Lucy forced a smile onto her face. “I didn’t mean that, Mom. This is helping a lot. I really appreciate you listening to me.”
“You’re my flesh and blood, hon, of course I’m gonna to listen to you. I love you more than anything.”
The tears she’d been holding back since her mother had come into the kitchen finally began flowing from Lucy’s eyes. “I love you too, Mom. I really do.” She leaned forward into Henrietta’s embrace.
“You’re going find yourself a good man someday soon,” said Henrietta, “and you’re going to be real happy, and you’re going to make me a grandmother—and I’ll have you know that last one’s an order, because I plan on being a breathtaking grandmother who’ll spoil them kids rotten. And just so you know, I expect you to give me at least two, a boy and a girl. You want to give me more than that, well…that’d be all right, too. The more the merrier.”
“Say that when it comes time to change the diapers.”
Henrietta laughed. “I’m a world-class diaper-changer, hon. When you was a baby, I could change your diaper in less than a minute—and that was using cloth diapers and safety pins. These disposable diapers they been comin’ out with, them ones with the tape—hell, twenty seconds, tops. And that’s including having to wipe off the baby and use baby powder.”
Lucy laughed. “Think a lot of yourself, don’t you?”

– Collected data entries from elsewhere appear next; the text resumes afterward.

PR #1158, opened 2021-09-20
fix(core): allow users to define custom buttons in toolbar

### LINKED ISSUE #1129: Toolbar - Allow custom toolbar controls
#### I am submitting a...

- [x] Feature request
- [ ] Design defect
- [ ] Source code defect
- [ ] Other

#### charts version:

v0.46.1

### Issue description

We would like to extend the use cases of the toolbar. This would allow a neat and integrated way for us develop our ui. 
After trying and looking at the source code we found that the toolbar can not be configured with custom toolbar controls. 

Passing in this will fail:
`"controls": [
		{
				"type": "Custom",
				"id": "PIN_CHART",
				"label": "Pin chart",
		},
		{
				"type": "Custom",
				"id": "SHOW_HELP",
				"label": "Show help",
				"icon": "....",
		}
]`

#### Current behavior

All the non predefined controls throw an exception in [toolbat.ts](https://github.com/carbon-design-system/carbon-charts/blob/master/packages/core/src/components/axes/toolbar.ts) ln. 339

`
switch (controlType) {
	.....
	default:
		throw Error('Not supported toolbar control type: ' + controlType);
}
`

#### Expected behavior

Custom toolbar controls should not throw.

Within the toolbar Options a icon could or could not be specified for a control, in that case a default icon should be assigned.

A click handler should be exposed, emmiting the id of the toolbar control.

### Screenshot or recording

I edited using devtools to showcase what we want:

image

### LINKED ISSUE #1237: [Toolbar]:  Adding custom label/html and custom icons on toolbar options
### Contact Details

adyasha.das1@ibm.com

### Summary

It is found that the toolbar can not be configured with custom toolbar controls. We expect some more customization properties like adding html, custom label on the grid view and custom tool-control options. This will allow us to integrate the chart into the UI in a more cleaner way. 

### Justification

image

- we expect custom dropdown options here. It duplicates the values if specific control types are added

image

- Instead of default grid header title we expect custom title and custom time format column.

Allowing developer to add the custom feature would help us for a cleaner integration of chart and it's details in the UI. It will improve the user experience.

### "Must have" functionality

- Custom dropdown options in the download tool.
- Custom grid header title.
- Custom html option for the Control-toolbar.

It would be very helpful if requested features would be taken care asap. We really have a requirement in our current application.

### Available extra resources

--

Akshat55:
### Updates
- Fixed typo (‘hight’)
- Allow users to add ‘custom’ icons along with height & width
- Improve keyboard events (Arrow keys & selection with both spacebar and enter)
- Emit events on button click including preconfigured buttons
- Allow users to pass in a clickFunction if they don’t want to
- Assign a custom ID to the button if the user doesn't pass it in
- **If button.length is less than number of icons and user doesn't pass in the svg element content, the icon will be placed in the overflow menu including all of the succeeding buttons.**
- Improve toolbar options buttons accessibility 

fix #1129 

Closes #1237

image

- [ ] Demos all features
- [ ] Documented/annotated
- [ ] Matches UI/UX specs
- [ ] Accessible


packages/core/src/components/axes/toolbar.ts
```diff
@@ -180,9 +208,11 @@ export class Toolbar extends Component {
 		enteringOverflowMenuControls
 			.merge(overflowMenuControls)
 			.classed('bx--overflow-menu-options__option--disabled', (d) =>
-				d.shouldBeDisabled()
+				d.shouldBeDisabled ? d.shouldBeDisabled() : false
+			)
+			.attr('aria-disabled', (d) =>
+				d.shouldBeDisabled ? d.shouldBeDisabled() : false
```
theiliad, line 214: Looks like lower in the code we're setting a default for `d.shouldBeDisabled`, right? Then do we need the check?

packages/core/src/components/axes/toolbar.ts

Henrietta kissed her daughter’s cheek. “Just wait ‘til you see me in action. You’ll eat your words.”
“Eat what words? I never said I doubted you.”
“Oh, I know. But I can’t wait to see the expression on your face when you see how fast I am. Like ridin’ a bike—you never forget.”
“Will you teach me how to do it?”
“If you’re nice to me…maybe.”
Now both women laughed, and it was a fine sound, a happier sound, a sound of healing.
Lucy did feel better eventually, and she did find a better man than Larry Parre (who was shot to death before his twenty-ninth birthday during a botched liquor-store robbery attempt, unemployed and trying to get enough cash together to pay for an abortion for his girlfriend), and she and her new husband, Eric Holcomb, gave Henrietta a beautiful granddaughter who she named Sarah, after all, and who Henrietta, true to her word, spoiled rotten every chance she got.
And, yes, she did show Lucy her diaper-changing method, which left Lucy awestruck.
At the moment of Sarah’s birth, the best six years of Lucy’s life had begun.
Chapter Three
During the ensuing years, things weren’t all that bad for Ronnie, either. Though he had to take the Hurting away from more children than he would have liked, he also took it away from several animals, as well, and each time found that he was gifted with the memories of each and every animal and child, as well as the visions of what would have happened to them, had not he come along to save them.
The first and most painful of the children had been the eleven-month-old baby outside the Kresge’s Department Store two weeks before Christmas when Ronnie was ten. Its mother had come outside, weighted down with packages, and realized that she’d left her purse on the checkout counter. Setting down the boxes and bags, she went back inside and left the baby alone in its stroller. Ronnie (who’d been downtown doing his own Christmas shopping with the twenty-six dollars he’d saved from his allowance) walked over to the stroller and looked down at the baby, then made the Puffy Face that always caused babies to laugh, but this one didn’t. It just looked at him, expressionless. It didn’t even so much as smile and make the goo-goo noise. This was not right. The Puffy Face always worked. Always.